I have a PDF invoice and when i try to read the data from the PDF the output JSON is coming as single object
What is the error message (if any)?
""\n\nInvoice\nPayment is due within 30 days from date of invoice. Late payment is subject to fees of 5% per month.\nThanks for choosing DEMO - Sliced Invoices | [email protected]\nPage 1/1\nFrom:\nDEMO - Sliced Invoices\nSuite 5A-1204\n123 Somewhere Street\nYour City AZ 12345\[email protected]\nInvoice NumberINV-3337\nOrder Number12345\nInvoice DateJanuary 25, 2016\nDue DateJanuary 31, 2016\nTotal Due$93.50\nTo:\nTest Business\n123 Somewhere St\nMelbourne, VIC 3000\[email protected]\nHrs/QtyServiceRate/PriceAdjustSub Total\n1.00\nWeb Design\nThis is a sample description...\n$85.000.00%$85.00\nSub Total$85.00\nTax$8.50\nTotal$93.50\nANZ Bank\nACC # 1234 1234\nBSB # 4321 432\nPaid"",
I am sorry you’re having trouble. This is the expected behaviour I am afraid, n8n’s Read PDF node would not automatically parse tables or other content of your PDF file, it’d just extract the raw text.

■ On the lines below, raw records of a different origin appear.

PR #871, opened 2022-03-15
Revert "Add region selection when creating app"

jeromegn:
Reverts superfly/flyctl#868


jeromegn:
Without more context, this change seems unnecessary and is breaking continuous integration.

PR #876, opened 2022-03-22
feat: push --build-only image

### LINKED ISSUE #873: allow fly deploy --build-only to push an image
It is sometimes desirable to build an image in one step then deploy it in another. `fly deploy --build-only` doesn't push, though. So when you use it with a remote builder you can't get access to the image.

me-diru:
- fixes #873


me-diru:
There are few other places where `Publish` is disabled when --build-only Is passed, but the change done in this PR was enough to push images after build is done.

jsierles:
I think it would make sense to make this optional rather than the default.

PR #879, opened 2022-03-24
Add flaps to start and stop machine

shortdiv:
Add machine start and stop command to use flaps

Machine Start:
`go run . machine start 024d8941b45879 --app testingtestingtesting`

Machine Stop:
`go run . machine stop 024d8941b45879 --app testingtestingtesting`

### DIFF
--- a/api/types.go
+++ b/api/types.go
@@ -1194,6 +1194,17 @@ type Machine struct {
 	CreatedAt time.Time
 }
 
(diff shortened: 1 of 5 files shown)


jipperinbham (approved):
We could call `flapsClient.Wait` after the `start` command but that could be done in a follow-up PR to improve UX a bit.

PR #893, opened 2022-03-30
Feature:Postgres commands through http

rugwirobaker:
- Add postgres http client
- List postgres resources through http

### DIFF
--- a/cmd/postgres.go
+++ b/cmd/postgres.go
@@ -21,6 +21,7 @@ import (
 	"github.com/superfly/flyctl/helpers"
 	"github.com/superfly/flyctl/internal/client"
 	"github.com/superfly/flyctl/pkg/agent"
+	"github.com/superfly/flyctl/pkg/flypg"
 )
 
 type PostgresConfiguration struct {
@@ -675,9 +676,9 @@ func runListPostgresDatabases(cmdCtx *cmdctx.CmdContext) error {
 		return fmt.Errorf("get app: %w", err)
 	}
 
-	if !isPostgresApp(&app.ImageDetails) {
-		return fmt.Errorf("%s is not a postgres app", cmdCtx.AppName)
-	}
+	// if !isPostgresApp(&app.ImageDetails) {
+	// 	return fmt.Errorf("%s is not a postgres app", cmdCtx.AppName)
+	// }
 
 	agentclient, err := agent.Establish(ctx, cmdCtx.Client.API())
 	if err != nil {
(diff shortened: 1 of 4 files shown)


cmd/postgres.go
```diff
@@ -675,9 +676,9 @@ func runListPostgresDatabases(cmdCtx *cmdctx.CmdContext) error {
 		return fmt.Errorf("get app: %w", err)
 	}
 
-	if !isPostgresApp(&app.ImageDetails) {
-		return fmt.Errorf("%s is not a postgres app", cmdCtx.AppName)
-	}
+	// if !isPostgresApp(&app.ImageDetails) {
```
davissp14, line 679: Are we checking this somewhere else?

cmd/postgres.go
```diff
@@ -733,24 +734,30 @@ func runListPostgresUsers(cmdCtx *cmdctx.CmdContext) error {
 
 	dialer, err := agentclient.Dialer(ctx, app.Organization.Slug)
 	if err != nil {
-		return fmt.Errorf("ssh: can't build tunnel for %s: %s\n", app.Organization.Slug, err)
+		return fmt.Errorf("ssh: can't build tunnel for %s: %s", app.Organization.Slug, err)
 	}
 
-	pgCmd := NewPostgresCmd(cmdCtx, app, dialer)
+	// pgCmd := NewPostgresCmd(cmdCtx, app, dialer)
```
davissp14, line 740: We can probably just remove the commented code.

pkg/flypg/http.go
```diff
@@ -0,0 +1,120 @@
...
+
+	req = req.WithContext(ctx)
+
+	res, err := c.httpClient.Do(req)
+	if err != nil {
+		return err
+	}
+	defer res.Body.Close()
+
+	if res.Status > "299" {
```
davissp14, line 52: What are the expected status codes?  Also, looks like you're comparing an `int` with a `string` here.

pkg/flypg/pg.go
```diff
@@ -0,0 +1,146 @@
...
+		return false, err
+	}
+
+	if out.Result.Username == name {
+		return true, nil
+	}
+	return false, nil
+}
+
+func (c *Client) GrantAccess(ctx context.Context, dbName, userName string) error {
```
davissp14, line 120: This should probably be coupled with CreateUser.  Given the complexity surrounding user permissions, we shouldn't expose this as its own endpoint.

pkg/flypg/pg.go
```diff
@@ -0,0 +1,146 @@
...
+		Username: userName,
+	}
+
+	if err := c.Do(ctx, http.MethodPost, endpoint, in, nil); err != nil {
+		return err
+	}
+	return nil
+}
+
+func (c *Client) RevokeAccess(ctx context.Context, dbName, userName string) error {
```
davissp14, line 134: This should probably be coupled with DeleteUser.  Like GrantAccess, let's not expose this as its own endpoint.

davissp14 (changes requested):
Overall, looks great!  Just a few notes.

cmd/postgres.go
rugwirobaker: @davissp14 I only removed this temporary for testing, cause pg apps deployed with `fly deploy` fail to pass this checks

cmd/postgres.go
rugwirobaker: Yeah will do, Just wanted to get a quick reaction before going to far with it.

pkg/flypg/http.go
rugwirobaker: True I'll work on it.

pkg/flypg/pg.go
rugwirobaker: Will do

pkg/flypg/http.go
davissp14: Will we be working with any valid status codes, other than 200 and 201?

davissp14 (approved):
Great work!  We just need to ensure that the version is bumped in `postgres-ha` before this gets merged.

PR #913, opened 2022-04-09
Create NuxtJS launcher

lubien:
This will make launching a nuxtjs app a single command task.

Later on we can add ourselves to https://nuxtjs.org/deployments/

### DIFF
--- a/internal/sourcecode/templates/nuxtjs/Dockerfile
+++ b/internal/sourcecode/templates/nuxtjs/Dockerfile
@@ -1,0 +1,33 @@
+# Source: https://nuxtjs.org/deployments/koyeb#dockerize-your-application
+FROM node:lts as builder
+
+WORKDIR /app
+
+COPY . .
+
+RUN yarn install \
+  --prefer-offline \
+  --frozen-lockfile \
+  --non-interactive \
+  --production=false
+
+RUN yarn build
+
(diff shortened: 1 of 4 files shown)


internal/sourcecode/templates/nuxtjs/Dockerfile
```diff
@@ -0,0 +1,33 @@
...
+
+FROM node:lts
+
+WORKDIR /app
+
+COPY --from=builder /app  .
+
+ENV HOST 0.0.0.0
+ENV PORT 8080
+EXPOSE 80
```
jsierles, line 31: This line doesn't mean anything on Fly, so probably should be removed to avoid confusion.

jsierles (approved):
Looks good, just a minor comment. We should add a docs page to accompany this!

internal/sourcecode/templates/nuxtjs/Dockerfile
lubien: Thanks. Should be fine now

lubien: > We should add a docs page to accompany this!

Going for it

lubien: https://github.com/superfly/docs/pull/111

PR #915, opened 2022-04-12
Migrate postgres node operations from ssh to http

rugwirobaker:
- Migrate more postgres operations.
- flyct services potstgres now uses the flypg package

Works with https://github.com/fly-apps/postgres-ha/pull/68


davissp14 (approved):
Nice work!

PR #919, opened 2022-04-13
Switches to mislav's homebrew bump github action

jphenow:
Homebrew bump failed a few times recently, and it was pointed out that this action has some better functionality. This gives us a chance to wire up a bot user for homebrew operations as well.


michaeldwan (approved):
we can fiddle with the token this afternoon

PR #281, opened 2024-02-29
Add message list to campaigns (take two)

mveytsman:
This is #271 un-reverted with a commit fixing the`defdelegate` issue.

Since parsing PDF invoices can be quite a challenge you might want to consider using a designated 3rd party service focusing on this task. Mindee would be a service integrated in n8n for example and it can parse invoices like the example one you appear to be using here:
Hi @Arudhra, to find out which node version you’re using you want to select your node on the n8n canvas, then copy it using Ctrl+C and finally paste the data you have copied into a text editor using Ctrl+V.
You should then see a line saying typeVersion which I have highlighted below:
Hi @Arudhra - can you try accessing only one PDF file at a time in the HTTP request node? I’ve also not used Mindee, but have you renamed the binary file to not be data? If you’ve changed the name, you’ll need to update this.
Are your invoices consistent in structure, or potentially totally different? I have a setup that uses the read pdf and some custom code block to retrieve the info I want. Works quite well for a free solution.
Otherwise I can recommend Eden AI as they offer a whole host of different ocr services by amazon, google, Microsoft etc.